Thai food is often steamed, quickly stir-fried, or grilled, and such cooking methods, plus the use of fresh ingredients, make it unusually healthy. For this reason, it is being widely adapted for use in spas, especially the many new ones that have opened in Thailand over the past few years. At the famous Oriental Hotel Spa, for example, a wide range of dishes have been developed that are both delicious, as well as, low in calories and cholesterol. The menu includes not only salads, red chicken curry, and vegetable fried rice, but also invigorating health drinks concocted with fresh local fruits like papaya, pomelo, mango, guava, and tangerine, as well as, assorted herbal teas made from lemon grass, galangal and basil. These health drinks are also offered at other well-known spas like Chiva Som in Hua Hin and The Banyan Tree in Phuket.

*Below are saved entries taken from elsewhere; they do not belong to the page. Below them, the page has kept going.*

Issue #144, opened 2018-02-03
Add function `netmask()` and `broadcast` on Ipv4Cidr/Ipv6Cidr ?


LuoZijun:
Add function `netmask()` and `broadcast()` on Ipv4Cidr/Ipv6Cidr ?

```rust

impl Ipv4Cidr {
    pub fn netmask(&self) -> Address {
        let mut addr = [0u8; 4];
        if self.prefix_len >= 8 {
            for idx in 0..((self.prefix_len - self.prefix_len % 8) / 8) {
                addr[idx] = 255;
            }
        }

        Address(addr)
    }

    pub fn broadcast(&self) -> Address {
        let mut addr = [0u8; 4];
        let mask = self.netmask;
        for idx in 0..4 {
            if mask[idx] == 255 {
                addr[idx] = self.address.0[0];
            } else {
                addr[idx] = 255;
            }
        }
        Address(addr)
    }
}
```

whitequark:
Only on IPv4Cidr, IPv6 does not have netmasks and it only has a single broadcast address, `::`.

LuoZijun:
See (PR-146)[https://github.com/m-labs/smoltcp/pull/146]

PR #146, opened 2018-02-04
Add `netmask()/broadcast()/network()` method on IPv4Cidr #144

LuoZijun:
Add method:

*    netmask()
*    broadcast()
*    network()

### DIFF
--- a/src/wire/ipv4.rs
+++ b/src/wire/ipv4.rs
@@ -85,6 +85,20 @@ impl Address {
     }
 }
 
+#[cfg(feature = "std")]
+impl From<::std::net::Ipv4Addr> for Address {
+    fn from(x: ::std::net::Ipv4Addr) -> Address {
+        Address(x.octets())
+    }
+}
+
+#[cfg(feature = "std")]
+impl From<Address> for ::std::net::Ipv4Addr {
+    fn from(Address(x): Address) -> ::std::net::Ipv4Addr {
+        x.into()
+    }
+}
+
 impl fmt::Display for Address {
     fn fmt(&self, f: &mut fmt::Formatter) -> fmt::Result {
         let bytes = self.0;
@@ -205,7 +219,7 @@ impl fmt::Display for Cidr {
 }
 
 /// A read/write wrapper around an Internet Protocol version 4 packet buffer.
-#[derive(Debug, PartialEq)]
+#[derive(Debug, PartialEq, Clone)]
 pub struct Packet<T: AsRef<[u8]>> {
     buffer: T
 }
--- a/src/wire/arp.rs
+++ b/src/wire/arp.rs
@@ -21,7 +21,7 @@ enum_with_unknown! {
 }
 
 /// A read/write wrapper around an Address Resolution Protocol packet buffer.
-#[derive(Debug, PartialEq)]
+#[derive(Debug, PartialEq, Clone)]
 pub struct Packet<T: AsRef<[u8]>> {
     buffer: T
 }
--- a/src/wire/icmpv4.rs
+++ b/src/wire/icmpv4.rs
@@ -166,7 +166,7 @@ enum_with_unknown! {
 }
 
 /// A read/write wrapper around an Internet Control Message Protocol version 4 packet buffer.
-#[derive(Debug, PartialEq)]
+#[derive(Debug, PartialEq, Clone)]
 pub struct Packet<T: AsRef<[u8]>> {
     buffer: T
 }
--- a/src/wire/icmpv6.rs
+++ b/src/wire/icmpv6.rs
@@ -94,7 +94,7 @@ impl fmt::Display for DstUnreachable {
 }
 
 /// A read/write wrapper around an Internet Control Message Protocol version 6 packet buffer.
-#[derive(Debug, PartialEq)]
+#[derive(Debug, PartialEq, Clone)]
 pub struct Packet<T: AsRef<[u8]>> {
     buffer: T
 }
--- a/src/wire/ip.rs
+++ b/src/wire/ip.rs
@@ -160,6 +160,16 @@ impl Address {
     }
 }
 
+#[cfg(all(feature = "std", feature = "proto-ipv4", feature = "proto-ipv6"))]
+impl From<::std::net::IpAddr> for Address {
+    fn from(x: ::std::net::IpAddr) -> Address {
+        match x {
+            ::std::net::IpAddr::V4(ipv4) => Address::Ipv4(ipv4.into()),
+            ::std::net::IpAddr::V6(ipv6) => Address::Ipv6(ipv6.into()),
+        }
+    }
+}
+
 impl Default for Address {
     fn default() -> Address {
         Address::Unspecified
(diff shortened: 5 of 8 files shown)


src/wire/ipv4.rs
```diff
@@ -120,6 +120,45 @@ impl Cidr {
...
+                addr[idx] = self.address.0[idx];
+            } else {
+                addr[idx] = 255u8;
+            }
+        }
+        Address(addr)
+    }
+
+    /// Return the network CIDR of this IPv4 CIDR block.
+    pub fn network(&self) -> Cidr {
```
whitequark: This method doesn't make any sense to me. What is "network CIDR"? `self` is already a CIDR.

src/wire/ipv4.rs
```diff
@@ -120,6 +120,45 @@ impl Cidr {
         self.prefix_len
     }
 
+    /// Return the netmask address of this IPv4 CIDR block.
```
whitequark: It's not "netmask address", it's "network mask".

src/wire/ipv4.rs
```diff
@@ -120,6 +120,45 @@ impl Cidr {
...
+    pub fn netmask(&self) -> Address {
+        let mut addr = [0u8; 4];
+        if self.prefix_len >= 8 {
+            for idx in 0usize..((self.prefix_len - self.prefix_len % 8) / 8) as usize {
```
whitequark: Your computations are incorrect for prefix lengths that are not a multiple of 8. There is no requirement that prefix length be a multiple of 8.

src/wire/ipv4.rs
```diff
@@ -814,5 +853,36 @@ mod test {
 
         let cidr_without_prefix = Cidr::new(cidr.address(), 0);
         assert!(cidr_without_prefix.contains_addr(&Address::new(127, 0, 0, 1)));
+
+        // test_cidr_netmask
```
whitequark: These should be separate methods.

src/wire/ipv4.rs
LuoZijun: CIDR not eq network.
```
cirdr = 192.168.1.100/24
network = 192.168.1.0/24
```

src/wire/ipv4.rs
LuoZijun: just do XOR ?

src/wire/ipv4.rs
whitequark: OK, the documentation is confusing. How about:

    /// Return the network block of this IPv4 CIDR.

src/wire/ipv4.rs
```diff
@@ -814,5 +853,36 @@ mod test {
...
+        assert_eq!(Cidr::new(Address([127, 0, 0, 0]), 8).netmask(),
+                   Address([255, 0, 0, 0]));
+        assert_eq!(Cidr::new(Address([192, 168, 0, 0]), 16).netmask(),
+                   Address([255, 255, 0, 0]));
+        assert_eq!(Cidr::new(Address([192, 168, 1, 1]), 16).netmask(),
+                   Address([255, 255, 0, 0]));
+        assert_eq!(Cidr::new(Address([192, 168, 1, 1]), 17).netmask(),
+                   Address([255, 255, 0, 0]));
```
whitequark: This test is incorrect. It should be:

```
assert_eq!(Cidr::new(Address([192, 168, 1, 1]), 17).netmask(),
                     Address([255, 255, 128, 0]));
```

src/wire/ipv4.rs
whitequark: I don't see how this helps. I've commented below on a test to show how this method should work.

src/wire/ipv4.rs
LuoZijun: ok

src/wire/ipv4.rs
LuoZijun: now should be correct。

src/wire/ipv4.rs
LuoZijun: now should be correct。

LuoZijun:
does need a method `with_netmask()` ?

```
imp Cidr {
    
    pub fn with_netmask(addr: Address, netmask: Address) -> Cidr {
        let prefix_len = netmask.0[0].count_ones()
                         + netmask.0[1].count_ones() 
                         + netmask.0[2].count_ones()
                         + netmask.0[3].count_ones();
        Cidr { address: addr, prefix_len: prefix_len }
    }
}
```

whitequark:
To be honest, I don't know why you even bother with netmasks in the first place. Netmasks are an outdated concept and they shouldn't really be used today.

LuoZijun:
in real world, when you doing `unix network programming` , the `netmask` always follow you.

that's so sad.

LuoZijun:
so, if you have no objection, I will add ' with_netmask ' method.

that's very useful for system network programming.

src/wire/ipv4.rs
```diff
@@ -120,6 +120,45 @@ impl Cidr {
         self.prefix_len
     }
 
+    /// Return the network mask of this IPv4 CIDR block.
+    pub fn netmask(&self) -> Address {
+        let number = 0xffffffffu32 << (32 - self.prefix_len);
```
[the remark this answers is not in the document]
LuoZijun: ok, i will add more test.

src/wire/ipv4.rs
```diff
@@ -120,6 +120,45 @@ impl Cidr {
...
+        ];
+        Address(data)
+    }
+
+    /// Return the broadcast address of this IPv4 CIDR block.
+    pub fn broadcast(&self) -> Address {
+        let network = self.network();
+        let network_address = network.address.0;
+        let number = NetworkEndian::read_u32(&network_address[..]) 
+                    | (0xffffffffu32 << (32 - network.prefix_len) ^ 0xffffffff);
```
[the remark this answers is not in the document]
LuoZijun: 👍

src/wire/ipv4.rs
```diff
@@ -110,6 +110,19 @@ impl Cidr {
...
 
+    /// Create an IPv4 CIDR block from the given address and network mask.
+    ///
+    /// # Panics
+    /// This function panics if the prefix length is larger than 32.
+    pub fn with_netmask(addr: Address, netmask: Address) -> Cidr {
+        let prefix_len = netmask.0[0].count_ones()
+                         + netmask.0[1].count_ones() 
+                         + netmask.0[2].count_ones()
+                         + netmask.0[3].count_ones();
```
whitequark: I think this function must check that the ones in netmask are all consecutive and left-aligned, and return a `Result`.

src/wire/ipv4.rs
```diff
@@ -110,6 +110,19 @@ impl Cidr {
...
+        assert!(prefix_len <= 32);
```
whitequark: This assertion follows trivially from the line above, so it's not necessary.

src/wire/ipv4.rs
```diff
@@ -120,6 +133,53 @@ impl Cidr {
...
+            ((number >>  0) & 0xff) as u8,
+        ];
+        Address(data)
+    }
+
+    /// Return the broadcast address of this IPv4 CIDR.
+    pub fn broadcast(&self) -> Address {
+        let network = self.network();
+
+        if network.prefix_len == 32 {
```
whitequark: Actually, this is not right. A /31 subnet or /32 "subnet" [does not have a broadcast address](http://packetlife.net/blog/2008/jun/18/using-31-bit-subnets-on-point-point-links/). So, this function should return an `Option<Address>`.

src/wire/ipv4.rs
```diff
@@ -110,6 +110,19 @@ impl Cidr {
         Cidr { address, prefix_len }
     }
 
+    /// Create an IPv4 CIDR block from the given address and network mask.
+    ///
+    /// # Panics
+    /// This function panics if the prefix length is larger than 32.
```
whitequark: This function never panics (as written).

src/wire/ipv4.rs
LuoZijun: wow, you are very professional.

src/wire/ipv4.rs
LuoZijun: 👍

PR #161, opened 2018-02-12
Small doc updates

dlrobertson:
- Update documentation about current support in the wire module
 - Ensure the possible panic is documented for `Ipv6Option::data_mut`

### DIFF
--- a/src/lib.rs
+++ b/src/lib.rs
@@ -49,8 +49,7 @@
 //! The wire layer APIs also provide _tcpdump_-like pretty printing.
 //!
 //! ## The representation layer
-//! The representation layer APIs are provided in the module [wire](wire/index.html); currently,
-//! Ethernet, ARP, generic IP, IPv4, ICMPv4, TCP and UDP packet representations are provided.
+//! The representation layer APIs are provided in the module [wire].
 //!
 //! The representation layer exists to reduce the state space of raw packets. Raw packets
 //! may be nonsensical in a multitude of ways: invalid checksums, impossible combinations of flags,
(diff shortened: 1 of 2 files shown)


src/lib.rs
```diff
@@ -49,24 +49,35 @@
...
 //! The packet layer exists to provide a more structured way to work with packets than
 //! treating them as sequences of octets. It makes no judgement as to content of the packets,
 //! except where necessary to provide safe access to fields, and strives to implement every
 //! feature ever defined, to ensure that, when the representation layer is unable to make sense
 //! of a packet, it is still logged correctly and in full.
 //!
+//! ## Packet and representation layer support
+//! The packet and representation layer currently support the following packet representations:
+//!
+//!  - Ethernet
```
whitequark: There's no EthernetRepr.

dlrobertson: Ah, good catch added a note here.

dlrobertson: Would a table be better here? Something like the following:

| Protocol | Packet | Representation |
|----------|--------|----------------|
| Ethernet | Yes    | No             |
| ARP      | Yes    | Yes            |
| IPv4     | Yes    | Yes            |
| ICMPv4   | Yes    | Yes            |
| IPv6     | Yes    | Yes            |
| ICMPv6   | Yes    | Yes            |
| TCP      | Yes    | Yes            |
| UDP      | Yes    | Yes            |

whitequark:
Implementing EthernetRepr would be better :)

dlrobertson:
> Implementing EthernetRepr would be better :)

Ah, didn't know if there was a reason behind the missing implementation. Did my best to take a crack at implementing it.

dlrobertson:
Weird... I guess I didn't push my changes that included the EthernetRepr

PR #165, opened 2018-02-15
Add `PrettyPrinter::print` convenience method

canndrew:
This is a much more convenient way of printing data during debugging because it saves me from having to reiterate the type of the packet. eg.

```rust
let frame = EthernetFrame::new(buffer);
trace!("{}", PrettyPrinter::print(&frame));
```

vs

```rust
let frame = EthernetFrame::new(buffer);
trace!("{}", PrettyPrinter::<EthernetFrame<&[u8]>>::new("", buffer));
```

The time saved quickly adds up when I'm trying to spray `trace` statements all over a piece of broken code.

Alternatively, or in addition, it might be a good idea to make the `Debug` impls pretty print like this. That way I could simply write `trace!("{:?}", frame)`. Thoughts?

### DIFF
--- a/src/wire/pretty_print.rs
+++ b/src/wire/pretty_print.rs
@@ -93,6 +93,17 @@ impl<'a, T: PrettyPrint> PrettyPrinter<'a, T> {
     }
 }
 
+impl<'a, T: PrettyPrint + AsRef<[u8]>> PrettyPrinter<'a, T> {
+    /// Create a `PrettyPrinter` which prints the given object.
+    pub fn print(printable: &'a T) -> PrettyPrinter<'a, T> {
+        PrettyPrinter {
+            prefix: "",
+            buffer: printable,
+            phantom: PhantomData,
+        }
+    }
+}
+
 impl<'a, T: PrettyPrint> fmt::Display for PrettyPrinter<'a, T> {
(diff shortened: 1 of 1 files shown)


whitequark:
> Alternatively, or in addition, it might be a good idea to make the Debug impls pretty print like this. That way I could simply write trace!("{:?}", frame). Thoughts?

If you have a packet inside some other structure, then this will wreck the flow, and the resulting text will not be valid Rust code, which is why I haven't already done that.

whitequark:
@m-labs-homu r+

m-labs-homu:
:pushpin: Commit 5745db4 has been approved by `whitequark`

m-labs-homu:
:hourglass: Testing commit 5745db46873bbc6fbfc1084fa4da25e9279b0e60 with merge f1e5c73caec08b10a062392c1600ba4ccfd8d7da...

m-labs-homu:
:sunny: Test successful - [status-travis](https://travis-ci.org/m-labs/smoltcp/builds/341954748?utm_source=github_status&utm_medium=notification)
Approved by: whitequark
Pushing f1e5c73caec08b10a062392c1600ba4ccfd8d7da to master...

Issue #159, opened 2018-02-08
Design: Implementing additional ICMP types


dlrobertson:
## Sumary

In order to implement [MLDv2], [NDISC], etc we need to implement additional ICMPv6 types (types that are not defined in [RFC 4443]. There are several reasonable paths forward, each with pros and cons. My plan it to go with Path 1. If there are other ideas or thoughts, please let me know.

## Path1

Create a new module in `wire` for each new protocol with the protocol specific parsing. New variants will need to be added to `Icmpv6Message` along with a generic variant of `Icmpv6Repr` for any message associated with the new protocol. The benefits of this approach include.

  - It will be much more ergonomic to include a separate `process_ndisc` function in `iface`.
  - There will not be as much clutter in the `icmpv6` module.

The drawbacks include

  - The API may look a little different than other protocols in `wire`, due to the message type identifier existing in the ICMPv6 message. This may cause `Packet::new(bytes)` in the new module to be `Packet::new(msg_type, bytes)`.
  - May be less efficient. Depending on the implementation, we might match on `msg_type` more than once to parse the message. Once to identify that it belongs to a "subprotocol", then again to parse the packet according to its type.

## Path 2

The easy path forward would just be to tack on additional variants to the `Icmpv6Repr` enum and add the necessary setters and getters to the `Icmpv6Packet` type. This is by far the simplest of the two, however, it introduces two key drawbacks.

  - There will be some setters and getters for `Icmpv6Packet` that would access fields beyond `HEADER_END`.
  - Eventually there would be a huge number of getters and setters for `Icmpv6Packet` and variants of `Icmpv6Repr`.

[RFC 4443]: https://tools.ietf.org/rfc/rfc4443
[NDISC]: https://tools.ietf.org/rfc/rfc4861
[MLDv2]: https://tools.ietf.org/rfc/rfc3810

whitequark:
Definitely path 2, I've already thought about it for ICMPv4 and decided on that. Did you know that you can add documentation to `impl` blocks? So you can have a separate `impl` block per message type.

dlrobertson:
> Definitely path 2

It is definitely a reasonable path, especially if the target user is a more advanced user. I'm nervous about users using NDISC or MLDv2 specific packet functions on packets that are not in the family. That is the main reason why I was leaning towards Path 1. But I guess such users probably will not be using the setters and getters in the `Packet` API?

> Did you know that you can add documentation to `impl` blocks?

[...]

PR #167, opened 2018-02-17
Add NDISC Option Type to wire

dlrobertson:
Add support for NDISC options parsing in wire.

See: https://tools.ietf.org/html/rfc4861#section-4.6

### DIFF
--- a/Cargo.toml
+++ b/Cargo.toml
@@ -16,6 +16,7 @@ managed = { version = "0.5", default-features = false, features = ["map"] }
 byteorder = { version = "1.0", default-features = false }
 log = { version = "0.3", default-features = false, optional = true }
 libc = { version = "0.2.18", optional = true }
+bitflags = { version = "1.0", default-features = false }
 
 [dev-dependencies]
 env_logger = "0.4"
--- a/src/wire/mod.rs
+++ b/src/wire/mod.rs
@@ -97,6 +97,8 @@ mod icmpv4;
 mod icmpv6;
 #[cfg(feature = "proto-ipv4")]
 mod igmp;
+#[cfg(feature = "proto-ipv6")]
+mod ndiscoption;
 mod udp;
 mod tcp;
 #[cfg(feature = "proto-ipv4")]
@@ -170,6 +172,12 @@ pub use self::icmpv6::{Message as Icmpv6Message,
                        ParamProblem as Icmpv6ParamProblem,
                        Packet as Icmpv6Packet,
                        Repr as Icmpv6Repr};
+
+#[cfg(feature = "proto-ipv6")]
+pub use self::ndiscoption::{NdiscOption,
+                            Repr as NdiscOptionRepr,
+                            Type as NdiscOptionType,
+                            PrefixInfoFlags as NdiscPrefixInfoFlags};
 
 pub use self::udp::{Packet as UdpPacket,
                     Repr as UdpRepr};
--- a/src/wire/ndiscoption.rs
+++ b/src/wire/ndiscoption.rs
@@ -1,0 +1,704 @@
+use core::fmt;
+use byteorder::{NetworkEndian, ByteOrder};
+
+use {Error, Result};
+use time::Duration;
+use wire::{EthernetAddress, Ipv6Address, Ipv6Packet, Ipv6Repr};
+
+enum_with_unknown! {
+    /// NDISC Option Type
+    pub doc enum Type(u8) {
+        /// Source Link-layer Address
+        SourceLinkLayerAddr = 0x1,
+        /// Target Link-layer Address
+        TargetLinkLayerAddr = 0x2,
+        /// Prefix Information
+        PrefixInformation   = 0x3,
+        /// Redirected Header
+        RedirectedHeader    = 0x4,
+        /// MTU
+        Mtu                 = 0x5
+    }
+}
+
+impl fmt::Display for Type {
+    fn fmt(&self, f: &mut fmt::Formatter) -> fmt::Result {
+        match self {
+            &Type::SourceLinkLayerAddr => write!(f, "source link-layer address"),
+            &Type::TargetLinkLayerAddr => write!(f, "target link-layer address"),
+            &Type::PrefixInformation   => write!(f, "prefix information"),
+            &Type::RedirectedHeader    => write!(f, "redirected header"),
+            &Type::Mtu                 => write!(f, "mtu"),
+            &Type::Unknown(id) => write!(f, "{}", id)
+        }
+    }
+}
+
+bitflags! {
+    pub struct PrefixInfoFlags: u8 {
+        const ON_LINK  = 0b10000000;
+        const ADDRCONF = 0b01000000;
+    }
+}
+
+/// A read/write wrapper around an [NDISC Option].
+///
+/// [NDISC Option]: https://tools.ietf.org/html/rfc4861#section-4.6
+#[derive(Debug, PartialEq)]
+pub struct NdiscOption<T: AsRef<[u8]>> {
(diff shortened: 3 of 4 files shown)


src/wire/ndiscoption.rs
```diff
@@ -0,0 +1,703 @@
...
+            Err(Error::Truncated)
+        } else {
+            let data_range = field::DATA(data[field::LENGTH]);
+            if len < data_range.end {
+                Err(Error::Truncated)
+            } else {
+                match self.option_type() {
+                    Type::SourceLinkLayerAddr | Type::TargetLinkLayerAddr | Type::Mtu if data_range.end == 8 =>
+                        Ok(()),
+                    Type::PrefixInformation if data_range.end == 32 =>
```
dlrobertson: I was hesitant to include this, because we are beginning to test the packet is well formed if we use `==` here. We do need to do additional checks based on the type. Otherwise `check_len` will not return `Error::Truncated` for a option with `data[field::LENGTH] == 1` and `data[field::TYPE] == Type::PrefixInformation`, which could panic later if the prefix field were accessed.

src/wire/ndiscoption.rs
```diff
@@ -0,0 +1,703 @@
...
+// Format of an NDISC Option
+//
+// +-+-+-+-+-+-+-+-+-+-+-+-+-+-+-+-+-+-+-+-+-+-+-+-+-+-+-+-+-+-+-+-+
+// |     Type      |    Length     |              ...              |
+// +-+-+-+-+-+-+-+-+-+-+-+-+-+-+-+-+-+-+-+-+-+-+-+-+-+-+-+-+-+-+-+-+
+// ~                              ...                              ~
+// +-+-+-+-+-+-+-+-+-+-+-+-+-+-+-+-+-+-+-+-+-+-+-+-+-+-+-+-+-+-+-+-+
+//
+// See https://tools.ietf.org/html/rfc4861#section-4.6 for details.
+mod field {
```
dlrobertson: Wasn't sure how to break up the groupings of constants. If this is not readable, I'm more than happy to iterate on this.

src/wire/ndiscoption.rs
```diff
@@ -0,0 +1,703 @@
...
+
+    /// Return the length of the data.
+    #[inline]
+    pub fn data_len(&self) -> u8 {
+        let data = self.buffer.as_ref();
+        data[field::LENGTH]
+    }
+}
+
+/// Getter methods only relevant for Source/Target Link-layer Address options.
```
dlrobertson: Used impl block docs :smile: As a whole I did not prefix type specific methods with the option type name. Let me know if this would be a good addition.

Cargo.toml
```diff
@@ -16,6 +16,7 @@ managed = { version = "0.5", default-features = false, features = ["map"] }
 byteorder = { version = "1.0", default-features = false }
 log = { version = "0.3", default-features = false, optional = true }
 libc = { version = "0.2.18", optional = true }
+bitflags = { version = "1.0", default-features = false, optional = true }
```
whitequark: I would prefer if we had `bitflags` non-optional for simplicity, since it has zero runtime cost.

src/wire/mod.rs
```diff
@@ -91,6 +91,8 @@ mod ipv6option;
 mod icmpv4;
 #[cfg(feature = "proto-ipv6")]
 mod icmpv6;
+#[cfg(feature = "proto-ipv6")]
+mod ndiscoption;
```
whitequark: Why not just `ndisc`? It doesn't matter that it's an option, the protocol is called Neighbor Discovery. Also, you're already dropping `Option` in type names like `NdiscPrefixInfoFlags`.

src/wire/ndiscoption.rs
whitequark: This seems fine to me, except that returning `Truncated` when the packet is *longer* than expected (i.e. `data_range.end > 32`) is really confusing.

Cargo.toml
dlrobertson: :+1:

src/wire/mod.rs
dlrobertson: True. This is just the Option parsing, but the actual NDISC parsing will be in `src/wire/icmpv6.rs` per the conversation for #159, so I'll rename it.

src/wire/ndiscoption.rs
dlrobertson: Yeah, what about updating the docs for `check_len` and returning `Malformed` here?

src/wire/mod.rs
whitequark: No, I misunderstood, if this file is just NDISC *option* parsing then this makes sense.

dlrobertson: :+1:

whitequark: We can actually pull out NDISC into its own `ndisc.rs` file if we mark `Icmpv6Packet::buffer` as `pub(crate)`.

src/wire/ndiscoption.rs
dlrobertson: Updated to *not* return `Truncated` when a packet is longer than expected.

dlrobertson:
Updated

src/wire/mod.rs
dlrobertson: So then `NdiscPacket::new` would be something like `NdiscPacket::new(packet: Icmpv6Packet)`? It gets a bit tricky since the type id is in the ICMP header.

whitequark: No, don't add an `NdiscPacket`, just move the `impl` blocks into a separate file.

dlrobertson:
@whitequark were there any outstanding review items that I missed. I'll add NDISC packet support in another PR.

m-labs-homu:
:umbrella: The latest upstream changes (presumably 53abe8c5202b6dda714a0f38e33faf3a49e1191d) made this pull request unmergeable. Please resolve the merge conflicts.

src/wire/ndiscoption.rs
```diff
@@ -0,0 +1,703 @@
...
+            Err(Error::Truncated)
+        } else {
+            let data_range = field::DATA(data[field::LENGTH]);
+            if len < data_range.end {
+                Err(Error::Truncated)
+            } else {
+                match self.option_type() {
+                    Type::SourceLinkLayerAddr | Type::TargetLinkLayerAddr | Type::Mtu =>
+                        Ok(()),
+                    Type::PrefixInformation if data_range.end > 31 =>
```
whitequark: Can you use constants from `field` here? It's not clear where 31 comes from.

whitequark:
Looks good other than the nit above. r=me after fixing that and rebasing.

dlrobertson:
@m-labs-homu r=whitequark

m-labs-homu:
@dlrobertson: :key: Insufficient privileges: Not in reviewers

dlrobertson:
@whitequark  :face_with_head_bandage: looks like I don't have the privileges for that.

whitequark:
@m-labs-homu r+

m-labs-homu:
:pushpin: Commit 999331e has been approved by `whitequark`

m-labs-homu:
:hourglass: Testing commit 999331efff8a197181da451cc3a494592a43e79b with merge 9b68b0866fcf79c1820db5a363166d26148ace37...

m-labs-homu:
:sunny: Test successful - [status-travis](https://travis-ci.org/m-labs/smoltcp/builds/352099633?utm_source=github_status&utm_medium=notification)
Approved by: whitequark
Pushing 9b68b0866fcf79c1820db5a363166d26148ace37 to master...

PR #176, opened 2018-03-05
IGMPv1/v2

astro:
This picks up the work of #60, trying to process all the feedback. I usually try to provide a cleanly rebased patchset but in this case the conflicts were too many. Apologies.

[ManagedMap.iter()](https://github.com/m-labs/rust-managed/pull/6) is required.

### DIFF
--- a/src/wire/igmpv2.rs
+++ b/src/wire/igmpv2.rs
@@ -1,15 +1,3 @@
-/// Internet Group Management Protocol v2
-/// defined in [RFC_2236]
-///
-///    0                   1                   2                   3
-///    0 1 2 3 4 5 6 7 8 9 0 1 2 3 4 5 6 7 8 9 0 1 2 3 4 5 6 7 8 9 0 1
-///   +-+-+-+-+-+-+-+-+-+-+-+-+-+-+-+-+-+-+-+-+-+-+-+-+-+-+-+-+-+-+-+-+
-///   |      Type     | Max Resp Time |           Checksum            |
-///   +-+-+-+-+-+-+-+-+-+-+-+-+-+-+-+-+-+-+-+-+-+-+-+-+-+-+-+-+-+-+-+-+
-///   |                         Group Address                         |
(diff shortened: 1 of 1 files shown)


src/wire/igmpv2.rs
```diff
@@ -0,0 +1,420 @@
+/// Internet Group Management Protocol v2
+/// defined in [RFC_2236]
```
dlrobertson: - I don't see the href for this link.
 - AFAIK if this was intended to be module level docs it should be prefixed with `//!`.
 - Why was IGMPv2 (RFC 2236) implemented instead of IGMPv3 (RFC 3376)?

While the cooking process tends to be relatively brief, with a minimum of complications, preparation of some dishes may require considerable time and effort. Generally this involves peeling and chopping the various ingredients, as well as, blending them with a mortar and pestle. In more elaborate dishes, particularly those known as royal or palace-style, fruits and raw vegetables are skillfully carved into beautiful shapes that amount to an art in itself, adding to the aesthetic appeal of the presentation.

Tidbits
A simple kind of  tidbit is fun to make. You  need shallots, ginger, lemon or lime, lemon grass, roasted peanuts and red phrik khi nu chillies. Peeled shallots and ginger should be cut into small fingertip sizes. Diced lime and slices of lemon grass should be cut to the  same  size. Roasted peanut should be left in halves. Chillies should be thinly  sliced. Combinations of such ingredients should be wrapped  in fresh lettuce leaves and laced with a sweet-salty sauce made from fish sauce, sugar, dried shrimps and lime juice.

Dips
Mixing crushed fresh chillies with fish sauce and a dash of lime juice makes a general accompanying  sauce for any Thai dish. Adding some crushed garlic and a tiny amount of roasted or raw shrimp paste transforms it into an all-purpose dip (nam phrik). Some pulverised dried shrimp and julienned egg-plant with sugar makes this dip more complete. Serve it with steamed rice,  an omelette and some vegetables.

Salad Dressings
Salad dressings have similar base ingredients. Add fish sauce, lime  juice and sugar to enhance saltiness, sourness and sweetness. Crushed chillies, garlic and shallots add spiciness and herbal fragrance. Lemon  grass and galanga can be added for additional flavour. Employ this mix with any boiled, grilled or fried meat. Lettuce leaves, sliced cucumber, cut spring onions and coriander leaves help top off a salad dressing.

Soup Stocks
Soups generally need good stock. Add to  boiling  water crushed peppercorns, salt, garlic, shallots, coriander roots, and the meats or cuts of one's  choice. After prolonged boiling and simmering , you have the basic stock of common Thai soups. Additional galanga, lemon grass, kaffir lime leaves, crushed fresh chillies, fish sauce and lime juice create the basic stock for a Tom Yam.

Curries
To make a quick curry, fry curry or chilli paste in heated oil  or thick coconut milk. Stir and fry until the paste is well cooked and add meats of one's choice. Season with fish sauce or sugar to taste. Add water or thin coconut milk to make curry go a longer way. Add sliced eggplant with a garnish of basil and kaffir lime leaves. Make your own curry paste by blending fresh (preferably dried) chillies, garlic, shallots, galanga, lemon grass, coriander roots, ground pepper, kaffir lime peels and shrimp paste.

Single Dish Meals
Heat the cooking oil, fry in a mixture of crushed chillies, minced garlic, ground pepper and chopped chicken meat. When nearly cooked, add vegetables such as cut beans or eggplants. Season with fish sauce and garnish with kaffir lime leaves, basil or balsom leaves. Cooked rice or fresh  noodles added to the frying would make this a substantial meal.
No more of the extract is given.